This work addresses the challenge of face restoration under severe degradation, where critical identity-preserving details are often lost due to extreme information deficiency. To tackle this, we propose HDRFace, a framework that enhances conditional generation through high-dimensional semantic representations. Specifically, an off-the-shelf restorer first produces an intermediate result, and a pretrained high-dimensional feature encoder extracts fine-grained representations from both the degraded input and the intermediate output, which are then injected as additional conditions into the generative process. Without altering the backbone architecture, our method introduces a novel Structure-and-Details-aware Fusion Mechanism (SDFM) that adaptively strengthens global structural constraints during coarse modeling and representation-guided detail synthesis in the refinement stage. Extensive experiments demonstrate that HDRFace consistently improves both restoration quality and identity fidelity across diverse generative backbones, including Stable Diffusion V2.1-base and Qwen-Image.

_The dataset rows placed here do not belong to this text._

PR #238, opened 2021-01-15
Update Trillian

AlCutter:
- Updates Trillian dep to newer version
- go mod tidy
- update verifiers/hashers to use new locations in Trillian


mhutchinson (approved):
It would have been ideal to have seen the update first, and then the change second (to confirm that the forward aliases we left did entail no breaking change). However, this is fine and hopefully we have smaller binaries now.

AlCutter:
> It would have been ideal to have seen the update first, and then the change second (to confirm that the forward aliases we left did entail no breaking change). However, this is fine and hopefully we have smaller binaries now.

That was my original intention, unfortunately the linter did not like that the code here was using deprecated methods and caused the CI to bail.  I guess we could've force pushed it, but seemed easier to appease the machine.

PR #240, opened 2021-01-20
Fix go.sum

mhutchinson:
If we don't do this now it will interfere with all the PRs and cause merging work


AlCutter (approved):

mhutchinson:
Bah, this has passed in Travis but hasn't propagated to github. Time to find the poking stick.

Face restoration under complex degradations still remains an ill-posed inverse problem due to severe information loss. Although diffusion models benefit from strong generative priors, most methods still condition only on low-quality inputs, making it difficult to recover identity-critical details under heavy degradations. In this work, we propose HDRFace, a High-Dimensional Representation conditioned Face restoration framework that injects semantically rich priors into the conditional flow without modifying the generative backbone. Our pipeline first obtains a structurally reliable intermediate restoration with an off-the-shelf restorer, then uses a pretrained high-dimensional feature encoder to extract fine-grained facial representations from both the low-quality input and the intermediate result, and injects them as additional conditions for generation. We further introduce SDFM, a Structure-Detail aware adaptive Fusion Mechanism that emphasizes global constraints during structure modeling and strengthens representation guidance during detail synthesis, balancing structural consistency and detail fidelity. To validate the generalization ability of our method, we implement the proposed framework on two generative models, SD V2.1-base and Qwen-Image, and consistently observe stable and coherent performance gains across different architectures.